Tags: #Intriga, Policíaco

Cobra (39 page)

Don Diego tuvo que pagar un cuantioso soborno, pero un funcionario le consiguió los números de envío de la carga. Algunos habían estado a bordo del
María Linda
, que había llegado sin problemas y había descargado la mercancía, que pasó a manos del cártel de Sinaloa. Otros fardos habían estado en dos planeadoras que habían desaparecido meses atrás en el Caribe. Estos también iban destinados al cártel de Sinaloa. Ahora acababan de aparecer en Nogales.

Otro golpe de suerte para el Don llegó de Italia. Esta vez en un envío de trajes para hombre de una marca muy conocida de Milán que intentaba cruzar los Alpes hacia Francia para dirigirse a Londres.

Fue mala suerte que el camión pinchara en el paso alpino y se quedase cruzado en la carretera. Los carabinieri insistieron en que el conductor lo apartase del camino, pero eso significaba aligerar el vehículo descargando parte de la mercancía. Uno de los cajones se rompió y dejó a la vista unos fardos envueltos en yute que a todas luces no iban a vestir a los jóvenes agentes de bolsa de Lombard Street.

El contrabando se confiscó de inmediato y como la carga procedía de Milán, los carabinieri no necesitaron la ayuda de Albert Einstein para relacionarla con la ‘Ndrangheta. Por la noche, alguien entró en el depósito; no se llevaron nada, pero anotaron los números y los transmitieron a Bogotá. Parte de la carga había viajado en el
Bonito
, que había llegado con su cargamento a la costa gallega. Otros fardos habían estado en el casco del
Arco Soledad
, que al parecer se había hundido con todos sus tripulantes, incluido Álvaro Fuentes, en su viaje a Guinea-Bissau. Ambos cargamentos tenían que ir al norte, a los gallegos y a la ‘Ndrangheta.
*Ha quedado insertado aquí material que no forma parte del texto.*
PR #439, opened 2022-01-06
Simplify Markdown's stars when possible

ogregoire:
## What does this do?

Simplify the use of stars from the hard to read/understand `\\*` to the easier `*` when possible.

## How was it tested?

Tested locally in a Markdown interpreter

No, but it's discussed here: https://github.com/5e-bits/5e-database/commit/86ef38e72ae955d9372ba9a97315fba58fe26836

No

random photo - update me


src/5e-SRD-Magic-Items.json
```diff
@@ -947,27 +947,27 @@
...
+      "| Ace of spades | Donjon* |",
       "| King of spades | Ruin |",
       "| Queen of spades | Euryale |",
       "| Jack of spades | Rogue |",
-      "| Two of spades | Balance\\* |",
-      "| Joker (with TM) | Fool\\* |",
+      "| Two of spades | Balance* |",
+      "| Joker (with TM) | Fool* |",
       "| Joker (without TM) | Jester |",
       "\\* Found only in a deck with twenty-two cards",
```
bagelbits:
```suggestion
      "* Found only in a deck with twenty-two cards",
```

bagelbits (approved):
I think this is one of those syntax style things. Both of these are correct, but the initial was being cautious because `*` is a special character in Markdown.

PR #440, opened 2022-01-13
Fixed a minor typo in Monsters JSON

megoth:
## What does this do?

Fixes a minor typo in Monsters JSON

## How was it tested?

Ran `npm run lint` and `npm run test`

No, it's a simple typo, so didn't think it necessary.

Don't think it's necessary

here you go


bagelbits (approved):
Good catch!

PR #445, opened 2022-02-24
perf(multilingual-support): Multi-language Support

djurnamn:
## What does this do?

This is another approach to adding multilingual support to 5e-database. It allows us to parse the source data and separate it into what should be translatable (locale) and what shouldn't be (templates). It also allows us to build the source data back together with an altered locale file, resulting in a translated version of the database. Please see the [readme](https://github.com/djurnamn/5e-database/blob/multilingual-support/multilingual-support/readme.md) for more information!

## How was it tested?

I have manually tested to take the original data apart and put it back together again using the scripts. The result almost perfectly replicates the original data. There's just one instance of a comma separated list in the original data where the `and` is second to last instead of last, which is the (otherwise reliable) pattern I've set up. I also wasn't able to perfectly replicate the json formatting options of the original data, so I made some changes to the source data (mainly indentation and newlines) to be able to compare the results more reliably.

#81 

I did have a look at the proof of concept that @carloslancha made a while back (#158). That helped me get started!

I've added a [readme](https://github.com/djurnamn/5e-database/blob/multilingual-support/multilingual-support/readme.md) in the subfolder. But this is pretty self-contained and non-intrusive. It doesn't affect how the API works.

random photo - update me


djurnamn:
I did some more experimenting on this. It's not super pretty, but it seems to do the trick. The easiest way to test it is to:
1.  run `npm run create-source-locale` which will now create `locales/en_us.json`
2. duplicate it and rename the copy to some other country code (and maybe change some of the values in the file as well)
3. run `npm run populate-templates` which will now create a set of source files containing both languages in the desired shape (in the `output` folder)

I'll try to do some refactoring and documentation on this when I have more time (as it's not super straight forward). But feel free to test it out and let me know what you think!

PR #1571, opened 2021-05-25
fix(module:table): improve build-in filter

YMohd:
### 🤔 This is a ...

- [ ] New feature
- [X ] Bug fix
- [ ] Demo update
- [ ] Component style update
- [X ] Performance optimization
- [ ] Refactoring
- [ ] Code style optimization
- [ ] Test Case
- [ ] Branch merge
- [ ] Other (about what?)

### 💡 Background and solution

1-reduce number of table reload , this change will stop calling reload on overlay MouseUp event which is not required
2-Fix issue when change filter condition (And\Or) where it is close automatically. 
### 📝 Changelog

| Language   | Changelog |
| ---------- | --------- |
| 🇺🇸 English |     X      |
| 🇨🇳 Chinese |           |

- [X ] Doc is updated/provided or not needed
- [ X] Demo is updated/provided or not needed


ElderJames:
I think we should keep the behavior that clicking on the outside of the filter will make it close and submit automatically. This is the behavior in Ant Design React, and it makes sense to me.

YMohd:
OK agreed, I revert to the previous behavior and now this request include 2 things:

1. Fix issue of closing drop down when condition(And/Or) is changed.
2. trigger onMaskClick event only when the overlay is visible.

components/core/Component/Overlay/OverlayTrigger.razor.cs
```diff
@@ -338,7 +338,7 @@ protected virtual async Task OnTriggerContextmenu(MouseEventArgs args)
 
         protected virtual void OnMouseUp(JsonElement element)
         {
-            if (_mouseInOverlay == false && _mouseInTrigger == false)
+            if (_mouseInOverlay == false && _mouseInTrigger == false && Visible)
```
anranruye, line 341: If you use `Visible` as a condition, `DatePicker` component may be affected so that the date selector can not be closed.

ElderJames:
Please fix the conflics.

PR #1588, opened 2021-06-01
fix(module:dropdownbutton): align with react

anddrzejb:
### 🤔 This is a ...

- [ ] New feature
- [x] Bug fix
- [x] Demo update
- [ ] Component style update
- [ ] Refactoring
- [ ] Code style optimization
- [ ] Test Case
- [ ] Branch merge
- [ ] Other (about what?)

### 🔗 Related issue link
Current behaviour is this:
dropdownButton-issues

Expected is this:
dropdownButton-expected
1. Hovering over left button should not open the dropdown.
2. When loading, dropdown should be disabled.
3. Overlay should be position to the right edge of the right button.

### 💡 Background and solution
1. The issue here was that overlay trigger was set on the wrapping div instead of on the right button. 
2. Exposed `Loading` parameter. This is different than in react, but actually is the same as in a number of other components.
3. Hardcoded the position of the overlay in `DropdownButton`

Other changes:
1. Fixed docs for the `Button` in area of `Multiple` and fixed styling for block buttons.

### 📝 Changelog

| Language   | Changelog |
| ---------- | --------- |
| 🇺🇸 English |  Added `Loading` parameter to `DropdownButton`         |
| 🇨🇳 Chinese |           |

### DIFF
--- a/components/core/Component/Overlay/OverlayTrigger.razor.cs
+++ b/components/core/Component/Overlay/OverlayTrigger.razor.cs
@@ -139,7 +139,7 @@ namespace AntDesign.Internal
         }
 
         [Inject]
-        private DomEventService DomEventService { get; set; }
+        protected DomEventService DomEventService { get; set; }
 
         private bool _mouseInTrigger = false;
         private bool _mouseInOverlay = false;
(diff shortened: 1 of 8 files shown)


ElderJames (approved):
LGTM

Don Diego Esteban ya tenía a sus ladrones y se preparó para hacerles pagar.

Ninguno de los agentes de aduana en Nogales ni tampoco los carabinieri en el paso alpino habían prestado mucha atención a un agente norteamericano de voz suave cuya documentación decía que pertenecía a la DEA y que había aparecido con una encomiable rapidez en ambos casos. Hablaba muy bien español y chapurreaba el italiano. Era delgado, nervudo, en buena forma física y con el pelo canoso. Se movía como un ex soldado y anotó todos los números de registro de los fardos confiscados. Nadie preguntó para qué los necesitaba. Su documento de la DEA decía que se llamaba Cal Dexter. Un hombre de la DEA que también estaba en Nogales sintió curiosidad y llamó al cuartel general de Arlington, pero nadie había oído hablar de un tal Dexter. Aunque no tenía nada de sospechoso. Los agentes encubiertos nunca se llamaban como decían sus identificaciones.

El hombre de la DEA en Nogales no fue más allá y, en los Alpes, los carabinieri aceptaron gustosamente un generoso regalo de amistad que consistía en una caja de Cohibas cubanos y dejaron que el aliado y colega entrase en el depósito que contenía el tesoro confiscado.

En Washington, Paul Devereaux escuchó su informe con atención.

—¿Ambos engaños funcionaron bien?

—Eso parece. Los tres supuestos mexicanos en Nogales pasarán unos días en una cárcel de Arizona; después creo que podremos soltarlos. El conductor italoamericano en los Alpes será puesto en libertad porque no hay nada que lo relacione con la carga. Creo que podemos enviarle de vuelta con su familia y una gratificación dentro de un par de semanas.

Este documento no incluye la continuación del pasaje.